Oleksandr Kazik

Personal information
- Nationality: Ukrainian
- Born: 22 October 1996 (age 29)

Sport
- Country: Ukraine
- Sport: Para Nordic skiing (Para cross-country skiing and Para biathlon)
- Disability: Visually impaired
- Disability class: NS1

Medal record
Representing Ukraine
Paralympic Games
Men's Para biathlon
| Gold medal – first place | 2022 Beijing | 12.5km visually impaired |
| Gold medal – first place | 2026 Milano Cortina | Sprint visually impaired |
| Silver medal – second place | 2018 Pyeongchang | 12.5km visually impaired |
| Silver medal – second place | 2018 Pyeongchang | 15km visually impaired |
| Silver medal – second place | 2022 Beijing | 6km visually impaired |
| Silver medal – second place | 2026 Milano Cortina | Sprint pursuit visually impaired |
Men's Para cross-country skiing
| Silver medal – second place | 2026 Milano Cortina | 20km visually impaired |

= Oleksandr Kazik =

Ukrainian Para cross-country skier and biathlete (born 1996)

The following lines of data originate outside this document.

Issue #2532, opened 2016-04-29
Add new filterAfterSelection method to scheduling policy


fviale:
This method will allow the scheduling policy to filter nodes are tasks which were selected and scheduled. Useful when stateless selection scripts are not sufficient to make scheduling decisions.

PR #2533, opened 2016-04-29
Add new filterAfterSelection method to scheduling policy #2532

fviale:
Added the new method, empty by default, which needs to be overriden to perform post-selection filtering.

### DIFF
--- a/scheduler/scheduler-server/src/main/java/org/ow2/proactive/scheduler/core/SchedulingMethodImpl.java
+++ b/scheduler/scheduler-server/src/main/java/org/ow2/proactive/scheduler/core/SchedulingMethodImpl.java
@@ -36,14 +36,6 @@
  */
 package org.ow2.proactive.scheduler.core;
 
-import java.security.PrivateKey;
-import java.util.ArrayList;
-import java.util.Collection;
-import java.util.LinkedList;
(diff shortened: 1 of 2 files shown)


scheduler/scheduler-server/src/main/java/org/ow2/proactive/scheduler/core/SchedulingMethodImpl.java
```diff
@@ -78,6 +70,10 @@
 import org.ow2.proactive.utils.Criteria;
 import org.ow2.proactive.utils.NodeSet;
 
+import java.security.PrivateKey;
+import java.util.*;
```
tobwiens: Can you setup IntelliJ to not merge imports with *

tobwiens:
Looks good: :+1:

tobwiens:
I think we can discuss the design a little bit more: 
The method is a generic method which allows us to implement all sorts of filtering patterns.

Nevertheless only one scheduling method can be used and we can't combine scheduling methods. So we won't be able to use that generic freedom because it will create a mess.

tobwiens:
We could allow the Scheduling Policy to hold filters which are applied by it. That way we remove the filtering logic from the Scheduling policy.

Oleksandr Kazik (born 22 October 1996) is a Ukrainian male visually impaired Para cross-country skier and biathlete.

==Career==
He made his Paralympic debut during the 2018 Winter Paralympics representing Ukraine. Oleksandr Kazik claimed his first Paralympic medal after clinching a silver medal in the men's 12.5km visually impaired biathlon event.

He won the bronze medal in the men's 6 km visually impaired biathlon event at the 2021 World Para Snow Sports Championships held in Lillehammer, Norway. He also won the bronze medal in the men's 12.5 km visually impaired biathlon event.

He competed at the 2022 Winter Paralympics, winning a gold medal in the men's 12.5 kilometres and a silver medal in the men's 6 kilometres visually impaired biathlon events.